BEGIN DATA PROVIDED

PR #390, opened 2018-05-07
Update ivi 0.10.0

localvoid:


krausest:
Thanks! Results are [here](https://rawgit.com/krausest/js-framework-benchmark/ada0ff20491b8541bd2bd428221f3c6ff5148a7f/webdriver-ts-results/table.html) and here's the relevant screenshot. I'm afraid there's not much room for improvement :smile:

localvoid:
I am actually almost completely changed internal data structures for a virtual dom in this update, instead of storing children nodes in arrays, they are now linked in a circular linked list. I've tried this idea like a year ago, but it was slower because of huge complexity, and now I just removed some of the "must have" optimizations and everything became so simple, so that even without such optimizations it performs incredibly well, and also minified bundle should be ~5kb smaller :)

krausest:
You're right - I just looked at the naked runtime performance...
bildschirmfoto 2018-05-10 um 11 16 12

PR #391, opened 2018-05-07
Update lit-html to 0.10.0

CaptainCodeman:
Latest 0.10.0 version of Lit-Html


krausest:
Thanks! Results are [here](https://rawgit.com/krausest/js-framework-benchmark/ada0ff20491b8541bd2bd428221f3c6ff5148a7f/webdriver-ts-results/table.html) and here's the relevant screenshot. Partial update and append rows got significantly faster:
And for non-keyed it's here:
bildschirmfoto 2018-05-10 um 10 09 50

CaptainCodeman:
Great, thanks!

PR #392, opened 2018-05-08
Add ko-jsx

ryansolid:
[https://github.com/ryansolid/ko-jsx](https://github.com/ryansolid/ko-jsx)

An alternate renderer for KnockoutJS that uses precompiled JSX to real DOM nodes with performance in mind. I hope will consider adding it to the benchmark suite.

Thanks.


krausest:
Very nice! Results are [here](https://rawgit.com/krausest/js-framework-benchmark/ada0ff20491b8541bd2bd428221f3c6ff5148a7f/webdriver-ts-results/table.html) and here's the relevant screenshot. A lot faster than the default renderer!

END DATA PROVIDED
BEGIN DATA PROVIDED

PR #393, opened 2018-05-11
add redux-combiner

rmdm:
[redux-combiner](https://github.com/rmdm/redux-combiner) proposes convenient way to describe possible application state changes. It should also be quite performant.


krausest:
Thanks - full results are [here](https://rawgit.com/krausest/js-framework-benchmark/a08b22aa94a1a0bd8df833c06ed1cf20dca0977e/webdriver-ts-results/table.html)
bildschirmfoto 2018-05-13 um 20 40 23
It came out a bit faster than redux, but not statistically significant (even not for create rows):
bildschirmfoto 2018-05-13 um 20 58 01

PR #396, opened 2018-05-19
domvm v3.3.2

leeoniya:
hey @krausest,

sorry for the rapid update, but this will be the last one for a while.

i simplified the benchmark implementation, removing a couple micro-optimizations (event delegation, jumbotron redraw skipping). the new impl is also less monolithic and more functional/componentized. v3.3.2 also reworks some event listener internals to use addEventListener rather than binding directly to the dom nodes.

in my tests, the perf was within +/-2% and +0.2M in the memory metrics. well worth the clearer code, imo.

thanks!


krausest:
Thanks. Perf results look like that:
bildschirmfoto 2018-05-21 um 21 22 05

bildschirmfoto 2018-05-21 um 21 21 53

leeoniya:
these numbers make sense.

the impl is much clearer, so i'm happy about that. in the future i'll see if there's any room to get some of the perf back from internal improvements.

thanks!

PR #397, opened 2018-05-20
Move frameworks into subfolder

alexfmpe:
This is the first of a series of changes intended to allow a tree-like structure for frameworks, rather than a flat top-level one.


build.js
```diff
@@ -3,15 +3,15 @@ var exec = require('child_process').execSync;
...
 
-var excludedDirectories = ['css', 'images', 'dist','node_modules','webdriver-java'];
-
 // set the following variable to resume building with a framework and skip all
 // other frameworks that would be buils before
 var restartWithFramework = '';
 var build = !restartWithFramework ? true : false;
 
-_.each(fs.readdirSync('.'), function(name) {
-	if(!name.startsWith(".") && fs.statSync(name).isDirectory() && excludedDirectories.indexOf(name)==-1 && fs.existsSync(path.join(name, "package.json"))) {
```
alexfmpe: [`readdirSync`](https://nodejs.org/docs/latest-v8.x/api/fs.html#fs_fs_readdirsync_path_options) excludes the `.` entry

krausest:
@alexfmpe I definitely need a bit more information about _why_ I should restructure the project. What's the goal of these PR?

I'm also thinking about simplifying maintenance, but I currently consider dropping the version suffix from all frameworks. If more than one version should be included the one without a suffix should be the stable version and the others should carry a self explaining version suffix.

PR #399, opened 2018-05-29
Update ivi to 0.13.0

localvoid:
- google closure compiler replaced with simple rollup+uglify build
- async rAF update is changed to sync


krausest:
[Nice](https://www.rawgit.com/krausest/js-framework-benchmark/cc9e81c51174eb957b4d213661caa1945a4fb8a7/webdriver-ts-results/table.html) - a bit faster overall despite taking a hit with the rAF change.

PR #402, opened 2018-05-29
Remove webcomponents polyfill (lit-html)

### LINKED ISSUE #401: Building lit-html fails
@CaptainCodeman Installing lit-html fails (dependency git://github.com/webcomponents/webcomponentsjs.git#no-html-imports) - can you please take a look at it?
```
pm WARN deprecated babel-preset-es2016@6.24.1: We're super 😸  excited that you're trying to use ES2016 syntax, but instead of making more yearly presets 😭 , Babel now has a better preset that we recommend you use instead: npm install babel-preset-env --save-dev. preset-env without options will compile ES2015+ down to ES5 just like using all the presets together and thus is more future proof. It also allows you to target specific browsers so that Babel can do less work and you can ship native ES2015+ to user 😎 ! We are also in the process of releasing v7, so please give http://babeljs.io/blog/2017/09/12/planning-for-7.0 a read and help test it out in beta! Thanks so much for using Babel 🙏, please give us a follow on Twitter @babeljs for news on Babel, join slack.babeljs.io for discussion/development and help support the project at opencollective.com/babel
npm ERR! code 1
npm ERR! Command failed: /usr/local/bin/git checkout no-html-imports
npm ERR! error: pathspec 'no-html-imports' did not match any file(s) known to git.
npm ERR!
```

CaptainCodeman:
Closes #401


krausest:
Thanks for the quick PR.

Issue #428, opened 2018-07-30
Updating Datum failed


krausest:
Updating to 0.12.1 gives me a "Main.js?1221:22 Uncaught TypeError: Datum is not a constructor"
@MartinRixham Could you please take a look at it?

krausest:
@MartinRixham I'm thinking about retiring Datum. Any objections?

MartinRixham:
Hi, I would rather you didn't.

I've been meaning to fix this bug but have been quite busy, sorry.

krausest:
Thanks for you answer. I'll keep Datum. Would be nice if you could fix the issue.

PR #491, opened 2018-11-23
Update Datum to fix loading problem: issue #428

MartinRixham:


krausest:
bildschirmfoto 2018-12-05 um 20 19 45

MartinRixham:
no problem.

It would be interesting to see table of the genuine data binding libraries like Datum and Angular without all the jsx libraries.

END DATA PROVIDED
BEGIN DATA PROVIDED

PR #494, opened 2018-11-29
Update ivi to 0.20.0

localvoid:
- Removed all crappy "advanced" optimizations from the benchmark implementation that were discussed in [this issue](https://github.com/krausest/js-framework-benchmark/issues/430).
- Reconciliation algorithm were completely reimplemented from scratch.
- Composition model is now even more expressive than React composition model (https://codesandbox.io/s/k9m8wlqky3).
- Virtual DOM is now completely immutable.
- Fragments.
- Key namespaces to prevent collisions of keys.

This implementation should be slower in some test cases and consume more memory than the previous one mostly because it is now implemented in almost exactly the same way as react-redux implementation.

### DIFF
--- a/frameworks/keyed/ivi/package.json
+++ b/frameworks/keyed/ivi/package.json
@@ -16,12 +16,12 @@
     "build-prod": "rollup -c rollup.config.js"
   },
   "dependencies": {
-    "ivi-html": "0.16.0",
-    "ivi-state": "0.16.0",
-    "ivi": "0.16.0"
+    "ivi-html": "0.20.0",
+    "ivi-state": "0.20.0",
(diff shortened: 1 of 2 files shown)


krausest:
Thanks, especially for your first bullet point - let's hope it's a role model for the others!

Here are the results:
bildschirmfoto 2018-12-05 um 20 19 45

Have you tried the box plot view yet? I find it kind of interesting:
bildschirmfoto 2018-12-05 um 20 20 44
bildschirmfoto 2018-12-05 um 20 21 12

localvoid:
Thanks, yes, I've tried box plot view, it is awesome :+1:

END DATA PROVIDED

YOUR GOAL: Taking the entries above, restate exactly those lines that fall between the line with "This implementation should" and the line with "Thanks, yes, I've", keeping both of those lines too.

TASK RESPONSE:
This implementation should be slower in some test cases and consume more memory than the previous one mostly because it is now implemented in almost exactly the same way as react-redux implementation.

### DIFF
--- a/frameworks/keyed/ivi/package.json
+++ b/frameworks/keyed/ivi/package.json
@@ -16,12 +16,12 @@
     "build-prod": "rollup -c rollup.config.js"
   },
   "dependencies": {
-    "ivi-html": "0.16.0",
-    "ivi-state": "0.16.0",
-    "ivi": "0.16.0"
+    "ivi-html": "0.20.0",
+    "ivi-state": "0.20.0",
(diff shortened: 1 of 2 files shown)


krausest:
Thanks, especially for your first bullet point - let's hope it's a role model for the others!

Here are the results:
bildschirmfoto 2018-12-05 um 20 19 45

Have you tried the box plot view yet? I find it kind of interesting:
bildschirmfoto 2018-12-05 um 20 20 44
bildschirmfoto 2018-12-05 um 20 21 12

localvoid:
Thanks, yes, I've tried box plot view, it is awesome :+1:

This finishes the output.